Scand J Trauma Resusc Emerg Med. 2009 Nov 29;17:62. doi: 10.1186/1757-7241-17-62.

Abstract

BACKGROUND

Patients with severe pelvic fractures represent about 3% of all skeletal fractures. Hemodynamic compromise in unstable pelvic fractures is associated with arterial hemorrhage in less than 20% of patients.
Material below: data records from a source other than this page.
PR #220, opened 2020-09-25
Pass (and store) all coefficients as non-owning references for uniformity

### LINKED ISSUE #192: Move the coefficient interface to value semantics
After looking at the fallout of using pointer semantics to store coefficients in solvers, I think it's better for drivers to own them and pass the coefficients to the solvers by lvalue reference for ease of use improvements.

joshessman-llnl:
Because coefficients are created in the driver and have essentially the same lifetime as the program, there is no need to transfer ownership to the solver classes.  Per #192, passing all coefficients by reference allows the user to not mess with smart pointer ownership semantics which as of right now are not uniform (sometimes `shared_ptr`, other times `unique_ptr`).

See https://github.com/LLNL/serac/compare/feature/essman/coefs_by_ref?expand=1#diff-e3294c291ae5e7defca270eae18097c6 for an example of how these changes allow for a more uniform user interface.

Resolves #192


tests/serac_thermal_solver.cpp
```diff
@@ -105,8 +105,8 @@ TEST(thermal_solver, static_solve_multiple_bcs)
   therm_solver.setTemperatureBCs(marked_2, u_1);
 
   // Set the conductivity of the thermal operator
-  auto kappa = std::make_unique<mfem::ConstantCoefficient>(0.5);
-  therm_solver.setConductivity(std::move(kappa));
+  mfem::ConstantCoefficient kappa(0.5);
```
jamiebramwell, line 108: I think this is much clearer.

jamiebramwell (approved):
I think this provides a much cleaner interface with physics objects. However, it does add the requirement that the lifetime of driver-defined coefficients cannot be extended by the individual physics modules. I think this is a reasonable requirement given how much it cleans up the code, but I look forward to hearing other people's opinions on this. Thanks for putting this together @joshessman-llnl !

jamiebramwell:
Another thought - do the coefficients have copy constructors? If it's just a lightweight wrapper to a data pointer, maybe that's the way to go.

jandrej:
> Another thought - do the coefficients have copy constructors? If it's just a lightweight wrapper to a data pointer, maybe that's the way to go.

Imho the default copy constructor should work for coefficients by design. I usually pass them around by value since the skeleton type allocation is negligible.

joshessman-llnl:
> 
> 
> Another thought - do the coefficients have copy constructors? If it's just a lightweight wrapper to a data pointer, maybe that's the way to go.

The `mfem::Coef/VecCoef` class hierarchy would need to be modified for polymorphic copying, plus the base class is pure virtual.  @samuelpmishLLNL is looking at type erasure as an alternative that allows for ownership to be taken.

jamiebramwell:
Any thoughts on this @white238 @samuelpmish @jandrej ?

samuelpmish:
Josh and I spoke yesterday morning about this PR, and how to manage the lifetime of the coefficient classes. To summarize, it looks like most of the mfem::Coefficient copy constructors are shallow copies, which makes it impossible to take ownership of a coefficient that is passed in. One idea that we discussed was to not actually pass in mfem::Coefficients at all, and instead construct them in the solvers. An example of the difference is given below:

previous implementation
```cpp
// solver class
void MySolver::SetTemperature(const mfem::Coefficient & coef) {
  ... // do something, but we can't really copy what the user passes in, so we're stuck with references or pointers
}

-----------------------

// user-code
mfem::ConstantCoefficient values(3.14); // the user must keep this around or the solver will have a dangling reference
solver.setTemperature(values);

or

serac::StdFunctionCoefficient([](auto x){ return x(1); }); // the user must keep this around or the solver will have a dangling reference
solver.setTemperature(values);
```

proposed implementation
```cpp
struct coef {
  public:
    coef (double x) : self_(std::make_unique<mfem::ConstantCoefficient>(x)) {}
    coef (std::function <double(double)> f) : self_(std::make_unique<serac::StdFunctionCoefficient>(f)) {}
    operator mfem::Coefficient&() { return *self_; }
    operator mfem::Coefficient&() const { return *self_; }
    std::unique_ptr<mfem::Coefficient> self_;
};

-----------------------

// solver class
void MySolver::SetTemperature(const coef & c) {
  ... // doubles and std::functions can be copied, so the solver can own and manage the lifetime directly
}

-----------------------

// user code
solver.setTemperature(3.14);

or

solver.setTemperature([](auto x){ return x(1); });
```

This approach also has the benefit of removing more mfem data types from the solver interface.

This is also a big change to serac though, and probably warrants a discussion from the other developers.

jamiebramwell:
> 
> This is also a big change to serac though, and probably warrants a discussion from the other developers.

I like the idea of hiding the MFEM data structures from users. However, a big benefit of MFEM is the flexibility of the `Coefficient` class. For instance with the proposed interface, a user couldn't set of a `GridFunctionCoefficient` which would be required for some multiphysics applications. Additionally, I know LiDO is looking at coefficient extensions to enable optimizations work flows. I will put this on the schedule for a larger discussion on Oct. 8.

samuelpmish:
if the gridfunction is copiable, then it could have a constructor in the `coef` struct and still fit into the proposed pattern above

joshessman-llnl:
> 
> 
> if the gridfunction is copiable, then it could have a constructor in the `coef` struct and still fit into the proposed pattern above

GridFunctions have a deep copy constructor, but are much more expensive than copying a `double` or a `std::function`.   Implementing a vector equivalent of the `coef` class above (to wrap `VectorConstantCoefficient`, for example) will also require vector copies, though those vectors are probably not very large.

jamiebramwell:
I think after the discussion today, it's best to skip this referenced-based step in favor of the adapter implementation outlined by @samuelpmishLLNL . We should get some use cases together to scope out the desired functionality.

jamiebramwell:
I'm closing this one for now in favor of the adapter solution outlined above. The new issue for this approach is here: https://github.com/LLNL/serac/issues/252

PR #223, opened 2020-09-28
Switch to injected EquationSolvers, add custom mfem::Solver override

### LINKED ISSUE #31: Add sensible defaults for linear and nonlinear solves

### LINKED ISSUE #186: Allow custom MFEM solvers
We should add hooks for user-specific custom linear solvers and preconditioners, e.g. set by a generic `mfem::solver` object.

### LINKED ISSUE #187: Clean up the storage of solver parameters
It is a little bit confusing to have parameters that effectively do nothing for a given setting of "lin_solver" (e.g. I assume the value of rel_tol has no effect on SuperLU). Another option is to make each method its own type, e.g.

```cpp
namespace Method {

struct GMRES{
  double relative_tolerance;
  double absolute_tolerance;
  int max_iterations;
  int restart_iterations;
};

struct CG{
  double relative_tolerance;
  double absolute_tolerance;
  int max_iterations;
};

struct SuperLU{};

}
```

```cpp
struct EquationSolver{
...
};
```

_Originally posted by @samuelpmishLLNL in https://github.com/LLNL/serac/pull/173#discussion_r485050950_

joshessman-llnl:
It didn't make sense to add a `setLinearSolver` function to all the physics modules that just acts as a passthrough to the `EquationSolver`, so I thought this would be a good time to switch to injected EquationSolvers as constructor arguments.

Resolves #186, addresses part of #118 

By removing the dependency of the operator solvers on the "main" solver, this also resolves #187 - each of the three solver types (direct, iterative, custom) have their own set of parameters, that is, iterative parameters will no longer be unconditionally required.

This PR also adds default parameter sets for each of the solvers and resolves #31.

#### Breaking changes and how to fix them

 - Physics modules should now define a `Parameters` member type that encapsulates the `LinearSolverParams` and optionally the `NonlinearSolverParams` required for the `EquationSolver` member, in addition to any solver params used in a separate operator class, and a `TimeStepMethod` for dynamic simulations.  For example, if a physics module supports only quasistatic mode and uses a single nonlinear solver, the type might be defined as `std::tuple<LinearSolverParams, NonlinearSolverParams>`.
A physics module that uses one linear solver in the time-dependent operator and one linear solver in quasistatic mode might use
`std::variant<LinearSolverParams, std::pair<serac::TimestepMethod, LinearSolverParams>>`.
- This `Parameters` member should be added as a constructor argument
- The `solver_` member of the `BasePhysics` class was removed.  Any physics modules inheriting from this class should add an `EquationSolver` member if they used `solver_`
 - Any `set*SolverParams` functions can be removed from physics modules.  If associated member variables are not used after construction (e.g. to initialize an operator), they should also be removed.
- Before constructing an `EquationSolver`, the parameters should be augmented by passing them to `augmentAMGWithSpace`, e.g. `const auto& augmented_params = augmentAMGWithSpace(params, fe_space_to_use_with_AMG);`
- The default solver parameters should be added to the class as `static constexpr` member variables.

Examples of all the above can be found in the `Elasticity`, `ThermalConduction`, and `NonlinearSolid` modules


samuelpmish:
From our discussion earlier, we might also want to introduce some sensible defaults for the solver parameters. One approach might be to define physics-specific defaults as const static member variables, e.g.

```cpp
LinearSolverParams lin_params = PhysicsModule::DefaultLinearSolverParams;
NonlinearSolverParams nonlin_params  = PhysicsModule::DefaultNonlinearSolverParams;
EquationSolver eqn_solver(MPI_COMM_WORLD, lin_params, nonlin_params);
PhysicsModule m(/*prev params */, eqn_solver);
```

or take the parameters as constructor arguments, and initialize the EquationSolver inside the Physics module:

```cpp
LinearSolverParams lin_params = PhysicsModule::DefaultLinearSolverParams;
NonlinearSolverParams nonlin_params  = PhysicsModule::DefaultNonlinearSolverParams;
PhysicsModule m(/*prev params */, lin_params, nonlin_params);
```

src/physics/thermal_solid.hpp
```diff
@@ -30,8 +30,12 @@ class ThermalSolid : public BasePhysics {
    *
    * @param[in] order The order of the temperature and displacement discretizations
    * @param[in] mesh The parallel mesh object on which to solve
+   * @param[in] therm_system_solver The system solver instance for the conduction physics
```
white238: typo on this line and next.

src/physics/base_physics.hpp
```diff
@@ -42,6 +42,7 @@ class BasePhysics {
    * @param[in] mesh The primary mesh
    * @param[in] n Number of state variables
    * @param[in] p Order of the solver
+   * @param[in] solver The system solver instance
    */
   BasePhysics(std::shared_ptr<mfem::ParMesh> mesh, int n, int p);
```
samuelpmishLLNL: comment doesn't match function signature

src/physics/thermal_conduction.hpp
```diff
@@ -31,13 +31,26 @@ namespace serac {
  */
 class ThermalConduction : public BasePhysics {
 public:
+  /**
+   * @brief A timestep method and configs for the M and T solvers (in that order)
+   */
+  using DynamicParameters = std::tuple<TimestepMethod, LinearSolverParameters, LinearSolverParameters>;
```
jamiebramwell: I think a struct instead of a tuple would improve readability.

src/physics/utilities/equation_solver.cpp
```diff
@@ -14,23 +14,57 @@ namespace serac {
...
+        using Param = std::decay_t<decltype(lin_params)>;
+        if constexpr (std::is_same_v<Param, IterativeSolverParameters>) {
+          lin_solver_ = buildIterativeLinearSolver(comm, lin_params);
+
+          // Set the preconditioner if it's an iterative solver
+          std::visit(
+              [this, &lin_params](const auto& prec) {
+                using Prec = std::decay_t<decltype(prec)>;
+                if constexpr (std::is_same_v<Prec, HypreBoomerAMGPrec>) {
+                  SLIC_ERROR_IF(prec.pfes == nullptr, "FESpace is required to use the HypreBoomerAMG preconditioner.");
```
white238: These will not actually exit the program due to us turning off abort on error here:

https://github.com/LLNL/serac/blob/f460cd95b6dcee8207ad52e9968eba20cd93385b/src/infrastructure/logger.cpp#L70

Hopefully we can move forward in axom with providing an exit function to slic but that hasnt happened.

src/physics/nonlinear_solid.hpp
```diff
@@ -28,13 +28,26 @@ namespace serac {
...
 public:
+  /**
+   * @brief A timestep method and config for the M solver (in that order)
+   */
+  using DynamicParameters = std::tuple<TimestepMethod, LinearSolverParameters>;
+  /**
+   * @brief A configuration variant for the various solves
+   * Either quasistatic, or time-dependent with timestep and M params
+   */
+  using NonlinearSolidParameters =
```
jamiebramwell: I'm a bit concerned about using this as a user-facing data type. We now expect admittedly non-expert C++ users to understand nested `tuples` with an embedded `std::optional`. I think a plain parameter struct might be more straightforward.

src/physics/nonlinear_solid.hpp
```diff
@@ -132,61 +137,97 @@ class NonlinearSolid : public BasePhysics {
    */
   virtual ~NonlinearSolid();
 
-protected:
   /**
-   * @brief Velocity field
+   * @brief The default parameters for an iterative linear solver
    */
-  std::shared_ptr<FiniteElementState> velocity_;
+  constexpr static IterativeSolverParameters default_qs_linear_params = {
```
jamiebramwell, line 157: @white238 should we define default this way or through the upcoming Inlet PR?

jamiebramwell: Would it be better to wait for that one to go in first?

src/physics/utilities/equation_solver.hpp
```diff
@@ -167,9 +153,9 @@ class EquationSolver : public mfem::Solver {
   std::unique_ptr<mfem::Solver> prec_;
 
   /**
-   * @brief The linear solver object, either direct (SuperLU) or iterative
+   * @brief The linear solver object, either custom, direct (SuperLU), or iterative
```
jamiebramwell, line 160: 👍

tests/serac_quasistatic_solver.cpp
```diff
@@ -136,17 +116,80 @@ TEST(nonlinear_solid_solver, qs_direct_solve)
...
+  custom_solver->SetMaxIter(custom_params.max_iter);
+  custom_solver->SetPrintLevel(custom_params.print_level);
+
+  // Define the solver object
+  NonlinearSolid solid_solver(
+      1, pmesh,
+      // Compiler cannot deduce through two layers of indirection so explicitly initialize the CustomParams here
+      // Note that a non-owning pointer is used and that the lifetime of the physics module is dependent on that
+      // of the driver
+      {CustomSolverParameters{custom_solver.get()}, NonlinearSolid::default_qs_nonlinear_params, std::nullopt});
```
jamiebramwell: I think this is a bit to convoluted for user-facing code. A struct of parameters (or more likely an inlet object) and a solver pointer would be a cleaner interface.

jamiebramwell (commented):
My biggest concern is the exposure of `std::optional` and nested `std::tuple`s in the driver code. Additionally, physics developers will probably look into the `physics` source file to see how to implement a new one, and they would be expected to learn the `std::variant` logic. I think a bunch of these concerns will go away with @white238 's inlet PR, so it may be best to wait for that one to go in first.

Is it possible to separate the custom solver work from the parameter stuff? Or should that wait as well? Thoughts?

tests/serac_quasistatic_solver.cpp
joshessman-llnl: I agree - this has been changed to a struct:
```cpp
NonlinearSolid::NonlinearSolidParameters params;
params.H_lin_params    = CustomSolverParameters{custom_solver.get()};
params.H_nonlin_params = NonlinearSolid::default_qs_nonlinear_params;

// Define the solver object
NonlinearSolid solid_solver(1, pmesh, params);
```

src/physics/nonlinear_solid.hpp
joshessman-llnl: Fortunately, the compiler bug I encountered doesn't affect user-facing code, so I was able to remove the remaining `std::tuple` and switch to a struct with named fields.

src/physics/nonlinear_solid.hpp
joshessman-llnl: Currently, the inlet integration supports a single set of defaults (as opposed to different sets for quasistatic/dynamic), so there will be more duplication (at least in the tests) with an inlet-defaults-only approach.

In the tests though, we could just use actual input files.

jamiebramwell:
After develop gets merged in, is this ready for review again?

joshessman-llnl:
> 
> 
> After develop gets merged in, is this ready for review again?

The new stdlib (introduced as part of the inlet PR) is slightly broken.  Instead of trying to work around that directly, I think it makes more sense to switch to input files for the defaults, but reading structs in from inlet is still in development.  Possibly I could just remove all the default solver parameters that were introduced per https://github.com/LLNL/serac/pull/223#issuecomment-700271819

joshessman-llnl:
Closing (at least temporarily), extended by #243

Angiography is an important tool in the management of severe pelvic injury, but indications and timing for its performance remain controversial.

METHODS

Patients with major pelvic fractures [Pelvic Abbreviated Injury Score (AIS) >or= 3] admitted to two high volume Trauma Centers from January 2000 to June 2005 were identified and divided into two groups: Group I patients did not undergo angiography, Group II patients underwent angiography with/without embolization. Demographics, hemodynamic status on admission, concomitant injuries, Glasgow Coma Scale (GCS), Injury Severity Score (ISS), pelvic AIS, blood requirement before and after angiography, arterial blood gases and mortality were evaluated. Patients with an additional reason for hemodynamic instability were excluded.

RESULTS

Charts of 106 patients were retrospectively reviewed. Twenty nine patients (27.4%) underwent angiography. Bleeding vessel embolization was performed in 20 (18.9%) patients. Patients who underwent angiography had a significantly higher pelvic AIS and a lower Base Excess level on admission. A blood transfusion rate of greater than 0.5 unit/hour was found to be a reliable indicator for early angiography.

CONCLUSION

A high pelvic AIS, amount of blood transfusions and decreased BE level should be considered as an indicators for early angiography in patients with severe pelvic injury.

摘要

背景

严重骨盆骨折患者约占所有骨骼骨折的 3%。不稳定骨盆骨折患者的血流动力学不稳定与动脉出血相关,发生率不到 20%。血管造影是严重骨盆损伤治疗的重要工具,但造影的适应证和时机仍存在争议。

方法

本研究纳入了 2000 年 1 月至 2005 年 6 月期间在两个高容量创伤中心收治的骨盆骨折患者[骨盆损伤严重程度评分(AIS)≥3],并将其分为两组:未行血管造影的 I 组和行血管造影/血管栓塞的 II 组。评估两组患者的一般资料、入院时血流动力学状态、合并伤、格拉斯哥昏迷评分(GCS)、损伤严重程度评分(ISS)、骨盆 AIS、血管造影前后的输血需求、动脉血气分析和死亡率。排除因其他原因导致血流动力学不稳定的患者。

结果

回顾性分析了 106 例患者的病历,29 例行血管造影(27.4%),20 例(18.9%)患者进行了出血血管栓塞。行血管造影的患者骨盆 AIS 较高,入院时碱缺失(BE)水平较低。发现输血速度大于 0.5 单位/小时是早期血管造影的可靠指标。

结论

对于严重骨盆损伤患者,高骨盆 AIS、大量输血和 BE 水平降低可作为早期血管造影的指征。